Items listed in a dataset
########

PR #48, opened 2023-02-14
Replace Akka with Pekko for classes and functions

mdedetrich:
Self explanatory

### DIFF
--- a/docs/src/test/java/docs/http/javadsl/server/PekkoHttp1020MigrationExample.java
+++ b/docs/src/test/java/docs/http/javadsl/server/PekkoHttp1020MigrationExample.java
@@ -13,7 +13,7 @@ import org.apache.pekko.stream.ActorMaterializer;
 import org.apache.pekko.stream.Materializer;
 
 @SuppressWarnings("deprecation")
-public class AkkaHttp1020MigrationExample {
+public class PekkoHttp1020MigrationExample {
     public static void main(String[] args) {
         {
             //#old-binding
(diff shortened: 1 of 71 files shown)


nvollmar (approved):
lgtm

jrudolph (approved):
lgtm

mdedetrich:
@jrudolph You happy with me merging this now?

docs/src/test/java/docs/http/javadsl/server/PekkoHttp1020MigrationExample.java
```diff
@@ -13,7 +13,7 @@
 import org.apache.pekko.stream.Materializer;
 
 @SuppressWarnings("deprecation")
-public class AkkaHttp1020MigrationExample {
+public class PekkoHttp1020MigrationExample {
```
spangaer, line 16: Just accidentally stumbled over this, but seems like this one would correctly be named Akka, as there is no Pekko 10.2 Migration

pjfanning: I vote for keeping the new name - it easier to explain all the names now have Pekko in them - as opposed to explaining on a case by case basis. One extra option is to just to remove this test.

spangaer: I don't have any firm opinion, but unfirmly: removing it seems like the most right option then.

mdedetrich: Its likely these will be removed as they don't make sense in Pekko, but trademarks (and other legal matters) generally takes precedence over other matters.

PR #50, opened 2023-02-14
fix config in HttpServerLatencyMultiNodeSpec

jrudolph:
Seems to be an oversight from renaming

### DIFF
--- a/http-tests/src/multi-jvm/scala/org/apache/pekko/http/PekkoHttpServerLatencyMultiNodeSpec.scala
+++ b/http-tests/src/multi-jvm/scala/org/apache/pekko/http/PekkoHttpServerLatencyMultiNodeSpec.scala
@@ -36,8 +36,9 @@ object PekkoHttpServerLatencyMultiNodeSpec extends MultiNodeConfig {
         stream.materializer.debug.fuzzing-mode = off
 
         testconductor.barrier-timeout = 30m
-
-        test.AkkaHttpServerLatencySpec {
+      }
+      pekko {
+        test.PekkoHttpServerLatencySpec {
           enable = off
 
           rate = 10000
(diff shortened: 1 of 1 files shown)


http-tests/src/multi-jvm/scala/org/apache/pekko/http/PekkoHttpServerLatencyMultiNodeSpec.scala
```diff
@@ -36,8 +36,9 @@ object AkkaHttpServerLatencyMultiNodeSpec extends MultiNodeConfig {
         stream.materializer.debug.fuzzing-mode = off
 
         testconductor.barrier-timeout = 30m
-
-        test.AkkaHttpServerLatencySpec {
+      }
+      pekko {
```
jrudolph, line 40: This is the fix, the rest is just extra renamings.

mdedetrich:
@jrudolph I already made a PR https://github.com/apache/incubator-pekko-http/pull/48 that renames the classes/functions that have akka in their name, should I merge that first and then you can rebase this PR against it?

http-tests/src/multi-jvm/scala/org/apache/pekko/http/PekkoHttpServerLatencyMultiNodeSpec.scala
```diff
@@ -145,13 +146,13 @@ class AkkaHttpServerLatencyMultiNodeSpec extends MultiNodeSpec(AkkaHttpServerLat
       })
   }
 
-  val enableSpec = system.settings.config.getBoolean("org.apache.pekko.test.AkkaHttpServerLatencySpec.enable")
+  val enableSpec = system.settings.config.getBoolean("pekko.test.PekkoHttpServerLatencySpec.enable")
```
jrudolph, line 149: The problem was that these referenced the config above which had the keys still under `akka` (and also would never move to `org.apache.pekko`).

jrudolph:
Ugh `scalafmt` does not work for multi-jvm tests...

mdedetrich:
> Ugh scalafmt does not work for multi-jvm tests...

I think this is because we are using using https://github.com/apache/incubator-pekko-http/blob/main/.scalafmt.conf#L77 which assumes a default sbt/scala project layout but it can be completely customized, see https://scalameta.org/scalafmt/docs/configuration.html#projectlayout

jrudolph:
> I think this is because we are using using [`main`/.scalafmt.conf#L77](https://github.com/apache/incubator-pekko-http/blob/main/.scalafmt.conf?rgh-link-date=2023-02-14T13%3A12%3A56Z#L77) which assumes a default sbt/scala project layout but it can be completely customized, see [scalameta.org/scalafmt/docs/configuration.html#projectlayout](https://scalameta.org/scalafmt/docs/configuration.html#projectlayout)

No, it's because the sbt plugin works differently than the command line tool. Fix in #51

mdedetrich (approved):
lgtm

pjfanning (approved):
lgtm

PR #277, opened 2023-07-28
Update sbt-reproducible-builds and set check resolver to staging

mdedetrich:
So its easier to verify future builds


pjfanning (approved):
lgtm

########

TASK REQUIREMENTS
Counting only lines of the data above that hold "projectlayout", report the total and nothing else.

YOUR RESPONSE
2